*ABOUT THIS EXERCISE*
Repeat the entries that follow, exactly as they are written.

(THE RECORDS begins)

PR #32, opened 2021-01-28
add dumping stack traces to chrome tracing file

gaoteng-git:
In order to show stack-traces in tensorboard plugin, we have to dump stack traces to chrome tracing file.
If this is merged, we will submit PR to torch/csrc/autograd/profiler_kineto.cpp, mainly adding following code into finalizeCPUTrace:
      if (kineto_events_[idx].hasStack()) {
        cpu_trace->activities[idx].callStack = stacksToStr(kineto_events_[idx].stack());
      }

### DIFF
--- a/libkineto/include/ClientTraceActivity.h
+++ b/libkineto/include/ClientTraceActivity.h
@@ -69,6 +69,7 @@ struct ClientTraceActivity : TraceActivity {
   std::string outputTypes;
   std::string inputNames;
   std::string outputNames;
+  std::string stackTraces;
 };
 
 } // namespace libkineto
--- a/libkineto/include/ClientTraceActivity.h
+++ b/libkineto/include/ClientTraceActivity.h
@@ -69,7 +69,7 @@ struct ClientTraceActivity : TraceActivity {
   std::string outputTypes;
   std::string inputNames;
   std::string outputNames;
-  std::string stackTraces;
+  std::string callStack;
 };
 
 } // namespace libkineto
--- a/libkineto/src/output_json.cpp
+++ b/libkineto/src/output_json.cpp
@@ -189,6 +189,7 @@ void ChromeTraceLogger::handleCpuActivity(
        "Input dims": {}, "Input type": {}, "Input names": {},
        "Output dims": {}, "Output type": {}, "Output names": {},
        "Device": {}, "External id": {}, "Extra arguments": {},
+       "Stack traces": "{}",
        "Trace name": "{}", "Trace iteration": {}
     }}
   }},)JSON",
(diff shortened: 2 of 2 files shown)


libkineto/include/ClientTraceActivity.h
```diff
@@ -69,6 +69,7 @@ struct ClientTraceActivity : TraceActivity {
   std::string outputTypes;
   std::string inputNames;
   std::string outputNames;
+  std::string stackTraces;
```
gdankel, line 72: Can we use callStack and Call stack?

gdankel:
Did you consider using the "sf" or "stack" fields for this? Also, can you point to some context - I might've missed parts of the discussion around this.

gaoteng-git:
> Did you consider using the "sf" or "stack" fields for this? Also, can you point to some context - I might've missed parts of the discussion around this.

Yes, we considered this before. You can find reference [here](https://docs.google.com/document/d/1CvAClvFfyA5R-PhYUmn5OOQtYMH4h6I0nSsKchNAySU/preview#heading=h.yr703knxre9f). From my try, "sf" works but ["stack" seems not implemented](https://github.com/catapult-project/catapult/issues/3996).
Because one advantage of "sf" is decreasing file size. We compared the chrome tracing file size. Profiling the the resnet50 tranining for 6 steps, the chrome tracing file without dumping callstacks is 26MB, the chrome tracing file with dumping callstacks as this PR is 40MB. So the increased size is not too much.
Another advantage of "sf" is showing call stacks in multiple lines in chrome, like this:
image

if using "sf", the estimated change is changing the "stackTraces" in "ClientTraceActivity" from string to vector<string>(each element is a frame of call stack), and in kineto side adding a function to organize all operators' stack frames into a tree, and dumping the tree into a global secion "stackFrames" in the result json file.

(THE RECORDS ends)

*WRITTEN RESPONSE*
PR #32, opened 2021-01-28
add dumping stack traces to chrome tracing file

gaoteng-git:
In order to show stack-traces in tensorboard plugin, we have to dump stack traces to chrome tracing file.
If this is merged, we will submit PR to torch/csrc/autograd/profiler_kineto.cpp, mainly adding following code into finalizeCPUTrace:
      if (kineto_events_[idx].hasStack()) {
        cpu_trace->activities[idx].callStack = stacksToStr(kineto_events_[idx].stack());
      }

### DIFF
--- a/libkineto/include/ClientTraceActivity.h
+++ b/libkineto/include/ClientTraceActivity.h
@@ -69,6 +69,7 @@ struct ClientTraceActivity : TraceActivity {
   std::string outputTypes;
   std::string inputNames;
   std::string outputNames;
+  std::string stackTraces;
 };
 
 } // namespace libkineto
--- a/libkineto/include/ClientTraceActivity.h
+++ b/libkineto/include/ClientTraceActivity.h
@@ -69,7 +69,7 @@ struct ClientTraceActivity : TraceActivity {
   std::string outputTypes;
   std::string inputNames;
   std::string outputNames;
-  std::string stackTraces;
+  std::string callStack;
 };
 
 } // namespace libkineto
--- a/libkineto/src/output_json.cpp
+++ b/libkineto/src/output_json.cpp
@@ -189,6 +189,7 @@ void ChromeTraceLogger::handleCpuActivity(
        "Input dims": {}, "Input type": {}, "Input names": {},
        "Output dims": {}, "Output type": {}, "Output names": {},
        "Device": {}, "External id": {}, "Extra arguments": {},
+       "Stack traces": "{}",
        "Trace name": "{}", "Trace iteration": {}
     }}
   }},)JSON",
(diff shortened: 2 of 2 files shown)


libkineto/include/ClientTraceActivity.h
```diff
@@ -69,6 +69,7 @@ struct ClientTraceActivity : TraceActivity {
   std::string outputTypes;
   std::string inputNames;
   std::string outputNames;
+  std::string stackTraces;
```
gdankel, line 72: Can we use callStack and Call stack?

gdankel:
Did you consider using the "sf" or "stack" fields for this? Also, can you point to some context - I might've missed parts of the discussion around this.

gaoteng-git:
> Did you consider using the "sf" or "stack" fields for this? Also, can you point to some context - I might've missed parts of the discussion around this.

Yes, we considered this before. You can find reference [here](https://docs.google.com/document/d/1CvAClvFfyA5R-PhYUmn5OOQtYMH4h6I0nSsKchNAySU/preview#heading=h.yr703knxre9f). From my try, "sf" works but ["stack" seems not implemented](https://github.com/catapult-project/catapult/issues/3996).
Because one advantage of "sf" is decreasing file size. We compared the chrome tracing file size. Profiling the the resnet50 tranining for 6 steps, the chrome tracing file without dumping callstacks is 26MB, the chrome tracing file with dumping callstacks as this PR is 40MB. So the increased size is not too much.
Another advantage of "sf" is showing call stacks in multiple lines in chrome, like this:
image

if using "sf", the estimated change is changing the "stackTraces" in "ClientTraceActivity" from string to vector<string>(each element is a frame of call stack), and in kineto side adding a function to organize all operators' stack frames into a tree, and dumping the tree into a global secion "stackFrames" in the result json file.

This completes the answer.